> [Task item]
All that should come back is the lines of the data below from the one containing "In toolboxes, currently, remeshing" to the one containing "-320,6 +320,8 @@", inclusive, exactly as they stand.
BEGIN Input records
PR #1787, opened 2022-02-25
Feature/pyrb

thomas-saigre:
- [x] Have you checked to ensure there aren't other open [Pull Requests](https://github.com/feelpp/feelpp/pulls) for the same change?
- [x] Have you added an explanation of what your changes do and why you'd like us to include them?
- [x] Have you written new tests for your changes?
- [ ] Have you successfully run the Feel++ testsuite with your changes locally?
- [x] Have you written Doxygen comments in your contribution ?

-----

- closes #1732
- closes #1675
- implement reduced basis method in python using feelpp and petsc4py
- closes #1768
- closes #1888
- #1883

This PR contains the module reducedbasis use the run the offline and online part for the reduced basis method.
For now, only steady-time cases can be treated, and only "coercive" problem, as long as the scm module has not yet been wrapped in python, so it uses the min-theta approach for the computation of error bound.
This is not pushed yet, but as soon I have tested it will be, and different outputs can be studied (for the not-compliant case).

The content has two main parts :

The python module reducedbasis contains all the classes and code for offline and online parts
The script generate_basis.py allows to generate a reduced basis using one of 3 algorithms (from a fixed random sampling, from a POD construction, of the greedy algorithm)
There are still some issues in the tests pipeline due to persistent files not compatible between 2d and 3d cases #1768, which I did not manage to resolve, but when I run by hand all the tests locally, deleting by hand the directory feel/crbdb and `feel/pyfeelppmor-tests, the tests pass well both in sequential and parallel.

PR #1840, opened 2022-04-21
Add outputs for ToolboxMor and use CRBModels

### LINKED ISSUE #1797: Use a model for CRB applications
As for the toolboxes, we should be able to define a CRB applications from a json file.
The informations could be:
- the parameters:
  - name of the parameter
  - min/max of each parameter
  - possibly the sampling
- the outputs:
  - name of the output
  - type of output
  - necessary informations to build the linear form associated (dimension, field, markers, coordinates,...)

Those informations could be used in ToolboxMor, which should also be renamed, to build the parameter space and the outputs.
The informations to build the affine decomposition should stay in ModelProperties if needed.

romainhild:

-----

- Fixes #1797
  - add class CRBModelProperties, CRBModelParameters and CRBModelOutputs
  - ParameterSpace can be created from a CRBModelParameters
  - In the json, we need to add a section `CRBParameters` which contains parameters with min and max values
- Add SensorPointwise to evaluate a field at a certain point
- ToolboxMor uses CRBModelOutputs to create outputs from a section `CRBOutputs` in the json
  - Types of outputs currently available: mean, integrate, sensor, point
  - mean and integrate take `markers`,  `topodim`, and optionaly `expr`
  - sensor takes `coord` and `radius`
  - point takes `coord`
  - see examples [here](https://github.com/feelpp/feelpp/blob/cacb236c6f5b1529b5b08f209c7f5fd0e65bd37e/mor/apps/opusheat/opusheat-heat.json#L143-L169)
- ToolboxMor uses DEIM for the outputs of type mean and integrate if the `expr` is dependant on the parameters.
  - the `expr` should use `crb_u`, `crb_grad_u_{0,1,2}` or `crb_dn_u` and the CRBParameters for the symbols
  - DEIM now creates its own options depending on the prefix at the construction
- Add convergence tests for `feelpp_mor_heat` app on the field and outputs

For now, the outputs works only when using a scalar function space.


romainhild:
@thomas-saigre some changes here will impact you, you should check if everything is working for you.

romainhild:
@prudhomm @vincentchabannes can you review the PR ? 
@thomas-saigre you should look at the changes in this branch, I have modified some of your tests

thomas-saigre:
> @thomas-saigre you should look at the changes in this branch, I have modified some of your tests

so if I understand well, we define parameters in the JSON by two ways :
1. `CRBParameters`, telling the range of values
2. `Parameters` telling the "default value"

Maybe I will have to modify some code in what I've done in [feature/pyrb on fb7104a57a20e4b842367b193d2b5507afac5650 ](https://github.com/feelpp/feelpp/pull/1787/commits/fb7104a57a20e4b842367b193d2b5507afac5650#diff-479a0b26693b32a19f8e20ab02b265006e7f5578bd9c7ba09456bccf2d2437afR85-R86)

romainhild:
Probably yes, but there is a value field in CRBModelParameter, so you could use this for the default value. But there is no `toParameterValues()` function in CRBModelParameters, since the value is not mandatory.
Anyway, you shouldn't use the toolbox to create a ModelParameters.

thomas-saigre:
as long as there is an easy way to get the default values, I'm fine with it !

romainhild:
you can do 
```python
for name, param in parameters:
    print(param.value())
```
But you should also modify the json so that the value is in the CRBParameters section.

vincentchabannes (approved):

prudhomm (approved):

PR #1889, opened 2022-06-30
Feature/optimization symbolic expr degree

vincentchabannes:

-----

* Optimization of the computation total degree of a symbolic expr (polynomial). Previously the algo complexity was clearly very bad ( double loop + recursion non-terminal). Now it's just an iterative version which is faster. For example, this computation was done with EIM->beta() online computation and the perf is huge.
* Reduce some log verbosity


feelpp/feel/feelvf/detail/ginacmatrix.hpp
```diff
@@ -1125,7 +1153,7 @@ private :
         if ( M_isNumericExpression )
             return;
 
-        std::vector<std::pair<GiNaC::symbol,int>> symbTotalDegree;
+        std::vector<std::pair<GiNaC::symbol,uint16_type>> symbTotalDegree;
```
prudhomm, line 1156: warning could you keep int ? 
I am making in another branch the polynomial degree dynamic like in Eigen (compile time or dynamic)

prudhomm: here is a discussion also on uint vs int http://eigen.tuxfamily.org/index.php?title=FAQ#Why_Eigen.27s_API_is_using_signed_integers_for_sizes.2C_indices.2C_etc..3F

prudhomm (approved):

feelpp/feel/feelvf/detail/ginacmatrix.hpp
vincentchabannes: I am not sure to understand why it's a problem because, here, it's a local variable used in the algorithm (and I need to check if value is invalid_v< uint16_type> or not. If really an issue, we can change to int and check non negative value.

Issue #1961, opened 2022-09-30
Add mesh quality as a trigger to remeshing in toolboxes


lberti:
In toolboxes, currently, remeshing is performed at a fixed frequency or at certain events.
Checking the minimum of the mesh quality helps to remesh only when necessary.
- [x] modify modelmeshadaptation.cpp with the new json specification
- [x] modify modelmesh.hpp with the condition triggering remesh

PR #1966, opened 2022-10-04
remeshing triggered by minimum mesh quality #1961

lberti:

-----

### DIFF
--- a/toolboxes/feel/feelmodels/modelcore/modelmeshes.hpp
+++ b/toolboxes/feel/feelmodels/modelcore/modelmeshes.hpp
@@ -183,7 +183,7 @@ private:
  * @tparam IndexType
  */
 template <typename IndexType>
-class ModelMesh
+class ModelMesh: public std::enable_shared_from_this<ModelMesh<IndexType>>
 {
 public :
     using index_type = IndexType;
@@ -320,6 +320,8 @@ public :
 
             std::set<std::string> const& requiredMarkers() const { return M_requiredMarkers; }
 
+            void setCurrentQualityValue(double q_min){M_min_quality_mas = q_min;}
+
             template <typename SymbolsExprType = symbols_expression_empty_t>
             bool isExecutedWhen( std::shared_ptr<Event> e, SymbolsExprType const& se = symbols_expression_empty_t{} ) const
                 {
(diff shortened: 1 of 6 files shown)


toolboxes/feel/feelmodels/modelcore/modelmeshes.hpp
```diff
@@ -360,15 +373,18 @@ public :
             static tabulate_informations_ptr_t tabulateInformations( nl::json const& jsonInfo, TabulateInformationProperties const& tabInfoProp );
 
             friend struct Execute;
+            
+            double M_min_quality_mas=0.9;
```
prudhomm, line 377: @lberti what does `mas` mean? shouldn't it be threshold ?

toolboxes/feel/feelmodels/modelmesh/meshale.hpp
```diff
@@ -255,6 +259,8 @@ public :
 
     void applyRemesh( mesh_ptrtype const& newMesh, std::vector<std::tuple<std::string,range_elements_type>> const& rangeElt );
 
+    void attachModelMeshesptr(std::shared_ptr<ModelMesh<index_type>> const& modelMesh_ptr);
```
prudhomm, line 262: rename to `attachModelMeshes` ?

toolboxes/fluid/cases/TurekHron/moving_body/cfd3.json
```diff
@@ -74,6 +74,7 @@
                     "events":{
                         "each_time_step":{
                             "frequency":10
+                            // "min_quality":0.4
```
prudhomm, line 77: why is it commented out ? would it be possible to add a test for this ?

prudhomm (approved):
@lberti it seems ok to me but there are a few update to do I think

vincentchabannes (changes requested):
@lberti this is a first step but still a lot of thing to handle.
 We probably need to change the weak ptr with a raw ptr in order to avoid the shared_from_this inheritance. The observer desgin pattern should be improved, and the event mesh_quality should be handle when the mesh is moved (and even before), not in the event each_time_step. Also, I think here the mesh quality is evaluated at each time, it shouldn't , only when the json say that this event can appear. The json section should be also improved.

prudhomm:
@vincentchabannes what do you mean by should be improved? what is wrong with the current implementation of the observer pattern ? may be I should have a look more closely and not just the diff.
regarding the computational efficiency I agree.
END Input records
> [Final answer]
In toolboxes, currently, remeshing is performed at a fixed frequency or at certain events.
Checking the minimum of the mesh quality helps to remesh only when necessary.
- [x] modify modelmeshadaptation.cpp with the new json specification
- [x] modify modelmesh.hpp with the condition triggering remesh

PR #1966, opened 2022-10-04
remeshing triggered by minimum mesh quality #1961

lberti:

-----

### DIFF
--- a/toolboxes/feel/feelmodels/modelcore/modelmeshes.hpp
+++ b/toolboxes/feel/feelmodels/modelcore/modelmeshes.hpp
@@ -183,7 +183,7 @@ private:
  * @tparam IndexType
  */
 template <typename IndexType>
-class ModelMesh
+class ModelMesh: public std::enable_shared_from_this<ModelMesh<IndexType>>
 {
 public :
     using index_type = IndexType;
@@ -320,6 +320,8 @@ public :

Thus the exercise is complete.